*EXERCISE*:
Reproduce the listing exactly, keeping every word as it is.

*RECORDS FOR THIS EXERCISE*:
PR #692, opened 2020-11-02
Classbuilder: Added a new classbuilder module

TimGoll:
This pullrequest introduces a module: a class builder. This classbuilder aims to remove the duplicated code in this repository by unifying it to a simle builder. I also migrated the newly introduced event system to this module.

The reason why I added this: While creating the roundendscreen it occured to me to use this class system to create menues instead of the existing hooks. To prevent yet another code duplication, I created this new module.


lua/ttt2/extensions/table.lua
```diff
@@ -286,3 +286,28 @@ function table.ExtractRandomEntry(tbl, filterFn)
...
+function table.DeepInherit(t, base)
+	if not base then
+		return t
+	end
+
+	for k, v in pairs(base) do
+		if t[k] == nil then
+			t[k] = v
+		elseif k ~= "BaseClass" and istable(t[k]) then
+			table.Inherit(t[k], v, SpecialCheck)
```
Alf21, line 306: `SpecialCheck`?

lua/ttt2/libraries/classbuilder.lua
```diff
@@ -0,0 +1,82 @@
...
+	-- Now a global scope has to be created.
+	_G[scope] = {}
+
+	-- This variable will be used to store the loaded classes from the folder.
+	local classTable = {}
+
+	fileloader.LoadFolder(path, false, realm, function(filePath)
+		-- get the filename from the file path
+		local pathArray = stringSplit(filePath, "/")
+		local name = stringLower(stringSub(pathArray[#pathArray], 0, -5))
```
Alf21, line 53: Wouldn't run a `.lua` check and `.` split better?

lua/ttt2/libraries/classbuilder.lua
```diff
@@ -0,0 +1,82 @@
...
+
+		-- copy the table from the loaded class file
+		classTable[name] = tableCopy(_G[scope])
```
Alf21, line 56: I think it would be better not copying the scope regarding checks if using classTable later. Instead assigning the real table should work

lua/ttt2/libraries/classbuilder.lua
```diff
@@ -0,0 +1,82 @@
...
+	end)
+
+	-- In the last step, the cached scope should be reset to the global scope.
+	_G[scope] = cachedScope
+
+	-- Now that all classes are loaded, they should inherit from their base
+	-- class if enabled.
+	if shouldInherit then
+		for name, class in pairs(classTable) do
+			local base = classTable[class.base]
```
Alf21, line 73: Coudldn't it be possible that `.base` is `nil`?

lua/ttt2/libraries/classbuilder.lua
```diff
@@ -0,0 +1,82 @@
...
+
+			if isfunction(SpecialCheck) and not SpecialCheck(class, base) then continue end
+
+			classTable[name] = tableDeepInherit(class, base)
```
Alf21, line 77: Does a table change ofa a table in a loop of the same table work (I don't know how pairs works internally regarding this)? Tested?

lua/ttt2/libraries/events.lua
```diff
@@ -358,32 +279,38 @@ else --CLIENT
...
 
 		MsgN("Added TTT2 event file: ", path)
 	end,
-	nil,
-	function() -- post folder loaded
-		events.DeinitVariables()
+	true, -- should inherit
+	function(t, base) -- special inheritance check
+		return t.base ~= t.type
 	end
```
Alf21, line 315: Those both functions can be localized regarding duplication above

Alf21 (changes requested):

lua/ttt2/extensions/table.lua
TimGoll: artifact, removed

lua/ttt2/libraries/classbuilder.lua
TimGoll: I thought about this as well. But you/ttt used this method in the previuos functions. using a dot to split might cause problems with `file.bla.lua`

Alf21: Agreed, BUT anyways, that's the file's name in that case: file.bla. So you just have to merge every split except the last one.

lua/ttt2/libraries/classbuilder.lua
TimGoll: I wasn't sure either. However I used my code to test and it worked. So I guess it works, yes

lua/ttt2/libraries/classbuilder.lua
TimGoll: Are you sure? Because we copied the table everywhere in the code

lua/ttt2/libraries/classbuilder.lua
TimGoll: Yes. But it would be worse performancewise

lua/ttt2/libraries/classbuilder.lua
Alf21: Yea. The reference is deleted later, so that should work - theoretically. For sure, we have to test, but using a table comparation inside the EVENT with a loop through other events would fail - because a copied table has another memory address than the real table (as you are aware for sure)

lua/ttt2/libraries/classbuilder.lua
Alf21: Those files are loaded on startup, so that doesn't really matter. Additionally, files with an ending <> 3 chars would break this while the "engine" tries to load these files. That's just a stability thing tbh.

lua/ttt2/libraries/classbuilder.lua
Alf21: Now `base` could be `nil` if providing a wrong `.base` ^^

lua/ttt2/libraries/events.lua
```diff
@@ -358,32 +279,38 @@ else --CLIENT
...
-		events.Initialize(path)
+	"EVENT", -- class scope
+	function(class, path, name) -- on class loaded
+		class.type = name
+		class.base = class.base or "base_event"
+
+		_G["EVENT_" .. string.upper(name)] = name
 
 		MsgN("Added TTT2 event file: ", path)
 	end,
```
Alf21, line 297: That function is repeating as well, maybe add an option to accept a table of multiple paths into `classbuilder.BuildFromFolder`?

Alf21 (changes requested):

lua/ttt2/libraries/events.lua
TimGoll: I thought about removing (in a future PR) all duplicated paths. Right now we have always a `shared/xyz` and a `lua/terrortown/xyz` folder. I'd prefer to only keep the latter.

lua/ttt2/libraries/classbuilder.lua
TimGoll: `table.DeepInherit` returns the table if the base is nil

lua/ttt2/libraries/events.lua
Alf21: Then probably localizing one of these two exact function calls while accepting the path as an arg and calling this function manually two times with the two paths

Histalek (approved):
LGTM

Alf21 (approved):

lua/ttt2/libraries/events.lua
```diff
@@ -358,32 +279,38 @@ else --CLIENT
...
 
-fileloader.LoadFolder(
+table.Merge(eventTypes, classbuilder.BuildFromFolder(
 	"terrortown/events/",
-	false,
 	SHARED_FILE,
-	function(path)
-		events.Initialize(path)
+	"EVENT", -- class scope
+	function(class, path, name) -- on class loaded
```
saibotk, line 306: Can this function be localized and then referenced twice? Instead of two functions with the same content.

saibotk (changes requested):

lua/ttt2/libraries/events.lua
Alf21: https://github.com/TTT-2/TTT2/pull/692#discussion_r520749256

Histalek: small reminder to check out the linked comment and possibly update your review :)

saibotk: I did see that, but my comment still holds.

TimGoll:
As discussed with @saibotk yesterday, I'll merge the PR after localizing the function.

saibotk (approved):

*OUTPUT OF THE TASK*:
PR #692, opened 2020-11-02
Classbuilder: Added a new classbuilder module

TimGoll:
This pullrequest introduces a module: a class builder. This classbuilder aims to remove the duplicated code in this repository by unifying it to a simle builder. I also migrated the newly introduced event system to this module.

The reason why I added this: While creating the roundendscreen it occured to me to use this class system to create menues instead of the existing hooks. To prevent yet another code duplication, I created this new module.


lua/ttt2/extensions/table.lua
```diff
@@ -286,3 +286,28 @@ function table.ExtractRandomEntry(tbl, filterFn)
...
+function table.DeepInherit(t, base)
+	if not base then
+		return t
+	end
+
+	for k, v in pairs(base) do
+		if t[k] == nil then
+			t[k] = v
+		elseif k ~= "BaseClass" and istable(t[k]) then
+			table.Inherit(t[k], v, SpecialCheck)
```
Alf21, line 306: `SpecialCheck`?

lua/ttt2/libraries/classbuilder.lua
```diff
@@ -0,0 +1,82 @@
...
+	-- Now a global scope has to be created.
+	_G[scope] = {}
+
+	-- This variable will be used to store the loaded classes from the folder.
+	local classTable = {}
+
+	fileloader.LoadFolder(path, false, realm, function(filePath)
+		-- get the filename from the file path
+		local pathArray = stringSplit(filePath, "/")
+		local name = stringLower(stringSub(pathArray[#pathArray], 0, -5))
```
Alf21, line 53: Wouldn't run a `.lua` check and `.` split better?

lua/ttt2/libraries/classbuilder.lua
```diff
@@ -0,0 +1,82 @@
...
+
+		-- copy the table from the loaded class file
+		classTable[name] = tableCopy(_G[scope])
```
Alf21, line 56: I think it would be better not copying the scope regarding checks if using classTable later. Instead assigning the real table should work

lua/ttt2/libraries/classbuilder.lua
```diff
@@ -0,0 +1,82 @@
...
+	end)
+
+	-- In the last step, the cached scope should be reset to the global scope.
+	_G[scope] = cachedScope
+
+	-- Now that all classes are loaded, they should inherit from their base
+	-- class if enabled.
+	if shouldInherit then
+		for name, class in pairs(classTable) do
+			local base = classTable[class.base]
```
Alf21, line 73: Coudldn't it be possible that `.base` is `nil`?

lua/ttt2/libraries/classbuilder.lua
```diff
@@ -0,0 +1,82 @@
...
+
+			if isfunction(SpecialCheck) and not SpecialCheck(class, base) then continue end
+
+			classTable[name] = tableDeepInherit(class, base)
```
Alf21, line 77: Does a table change ofa a table in a loop of the same table work (I don't know how pairs works internally regarding this)? Tested?

lua/ttt2/libraries/events.lua
```diff
@@ -358,32 +279,38 @@ else --CLIENT
...
 
 		MsgN("Added TTT2 event file: ", path)
 	end,
-	nil,
-	function() -- post folder loaded
-		events.DeinitVariables()
+	true, -- should inherit
+	function(t, base) -- special inheritance check
+		return t.base ~= t.type
 	end
```
Alf21, line 315: Those both functions can be localized regarding duplication above

Alf21 (changes requested):

lua/ttt2/extensions/table.lua
TimGoll: artifact, removed

lua/ttt2/libraries/classbuilder.lua
TimGoll: I thought about this as well. But you/ttt used this method in the previuos functions. using a dot to split might cause problems with `file.bla.lua`

Alf21: Agreed, BUT anyways, that's the file's name in that case: file.bla. So you just have to merge every split except the last one.

lua/ttt2/libraries/classbuilder.lua
TimGoll: I wasn't sure either. However I used my code to test and it worked. So I guess it works, yes

lua/ttt2/libraries/classbuilder.lua
TimGoll: Are you sure? Because we copied the table everywhere in the code

lua/ttt2/libraries/classbuilder.lua
TimGoll: Yes. But it would be worse performancewise

lua/ttt2/libraries/classbuilder.lua
Alf21: Yea. The reference is deleted later, so that should work - theoretically. For sure, we have to test, but using a table comparation inside the EVENT with a loop through other events would fail - because a copied table has another memory address than the real table (as you are aware for sure)

lua/ttt2/libraries/classbuilder.lua
Alf21: Those files are loaded on startup, so that doesn't really matter. Additionally, files with an ending <> 3 chars would break this while the "engine" tries to load these files. That's just a stability thing tbh.

lua/ttt2/libraries/classbuilder.lua
Alf21: Now `base` could be `nil` if providing a wrong `.base` ^^

lua/ttt2/libraries/events.lua
```diff
@@ -358,32 +279,38 @@ else --CLIENT
...
-		events.Initialize(path)
+	"EVENT", -- class scope
+	function(class, path, name) -- on class loaded
+		class.type = name
+		class.base = class.base or "base_event"
+
+		_G["EVENT_" .. string.upper(name)] = name
 
 		MsgN("Added TTT2 event file: ", path)
 	end,
```
Alf21, line 297: That function is repeating as well, maybe add an option to accept a table of multiple paths into `classbuilder.BuildFromFolder`?

Alf21 (changes requested):

lua/ttt2/libraries/events.lua
TimGoll: I thought about removing (in a future PR) all duplicated paths. Right now we have always a `shared/xyz` and a `lua/terrortown/xyz` folder. I'd prefer to only keep the latter.

lua/ttt2/libraries/classbuilder.lua
TimGoll: `table.DeepInherit` returns the table if the base is nil

lua/ttt2/libraries/events.lua
Alf21: Then probably localizing one of these two exact function calls while accepting the path as an arg and calling this function manually two times with the two paths

Histalek (approved):
LGTM

Alf21 (approved):

lua/ttt2/libraries/events.lua
```diff
@@ -358,32 +279,38 @@ else --CLIENT
...
 
-fileloader.LoadFolder(
+table.Merge(eventTypes, classbuilder.BuildFromFolder(
 	"terrortown/events/",
-	false,
 	SHARED_FILE,
-	function(path)
-		events.Initialize(path)
+	"EVENT", -- class scope
+	function(class, path, name) -- on class loaded
```
saibotk, line 306: Can this function be localized and then referenced twice? Instead of two functions with the same content.

saibotk (changes requested):

lua/ttt2/libraries/events.lua
Alf21: https://github.com/TTT-2/TTT2/pull/692#discussion_r520749256

Histalek: small reminder to check out the linked comment and possibly update your review :)

saibotk: I did see that, but my comment still holds.

TimGoll:
As discussed with @saibotk yesterday, I'll merge the PR after localizing the function.

saibotk (approved):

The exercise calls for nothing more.